Mandiant's imphash convention requires the following:
- Resolving ordinals to function names when they appear
- Converting both DLL names and function names to all lowercase
- Removing the file extensions from imported module names
- Building and storing the lowercased string . in an ordered list
- Generating the MD5 hash of the ordered list
This convention is implemented in pefile.py version 1.2.10-139 starting at line 3618.
If imphash values serve as relatively unique identifiers for malware families (and potentially for specific threat groups), won't discussing this technique alert attackers and cause them to change their methods? Attackers would need to modify source code (in a way that did not affect the functionality of the malware itself) or change the file order at compile time (assuming the source code is spread across multiple files). While attackers could write tools to modify the imphash, we don't expect many attackers to care enough to do this.
We believe it is important to add imphash to the lexicon as a way to discuss malware samples at a higher level and to exchange information about attackers and threat groups. For example, incident responders can use imphash values to discuss malware without specifically disclosing which exact sample (specific MD5) is being discussed.
Consider a scenario where an attacker compiles 30 variants of its backdoor with different C2 locations and campaign IDs and deploys them to various companies. If a blog post comes out stating that a specific MD5 was identified as part of a campaign, then based on that MD5 the attacker immediately knows what infrastructure (such as C2 domains or associated IP addresses) is at stake and which campaign may be in jeopardy. However, if the malware was identified just by its imphash value, it is possible that the imphash is shared across all 30 of the attacker's variants. The malware is still identifiable by and can be discussed within the security community, but the attacker doesn't know which specific samples have been identified or which parts of their infrastructure are in jeopardy.
To demonstrate the effectiveness of this analysis method, we've decided to share the imphash values of a few malware families from the Mandiant APT1 report:
We calculated the above malware families and corresponding imphash values over the set of malware from the Mandiant APT1 report released in February 2013. Using the imphash method described above, we calculated imphash values over all the samples, and then counted the total number of samples that matched on each imphash. Using 356 total samples from the report, we were able to identify 11 imphash values that provided significant coverage of their respective families. Pivoting from these imphash values, we were able to identify additional malware samples that further analysis showed were part of the same malware families and attributable to the same threat group.

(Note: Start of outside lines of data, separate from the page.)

PR #884, opened 2025-06-03
Block Chain Scan

devshgraphicsprogramming:
## Description

Implementation of Block Chain Scan 

## Testing 

Example XXX

## TODO list:

We'll let @kpentaris review.

### DIFF
--- a/include/nbl/builtin/hlsl/scan/arithmetic_impl.hlsl
+++ b/include/nbl/builtin/hlsl/scan/arithmetic_impl.hlsl
@@ -107,27 +107,6 @@ struct reduce<Config, multiplies<T>, ForwardProgressGuarantees, device_capabilit
     }
 };
 
-// template<class Config, class BinOp, bool ForwardProgressGuarantees, class device_capabilities>
-// struct reduce;
-// {
-//     using scalar_t = typename BinOp::type_t;
-//     using arith_config_t = typename Config::arith_config_t;
-//     using workgroup_reduce_t = workgroup2::reduction<arith_config_t, BinOp, device_capabilities>;
-
-//     template<class DataAccessor, class OutputAccessor, class StatusAccessor, class ScratchAccessor>
-//     void __call(NBL_REF_ARG(DataAccessor) dataAccessor, NBL_REF_ARG(OutputAccessor) outputAccessor, NBL_REF_ARG(StatusAccessor) statusAccessor, NBL_REF_ARG(ScratchAccessor) sharedMemScratchAccessor)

Imphash analysis, like any other method, has its limitations and should not be considered a single point of success. Just because two binaries have the same imphash value does not mean they belong to the same threat group, or even that they are part of the same malware family (though there is an increased likelihood that this is the case). Imphash analysis is a low-cost, efficient and valuable way to triage potential malware samples and expand discovery by identifying "interesting" samples that merit further analysis. The imphash value gives analysts another pivot point when conducting discovery on threat groups and their tools. Employing this method can also yield results in tracking and verifying attacker backdoors over time, and it can assist in exposing relationships between backdoors and threat groups. Happy Hunting!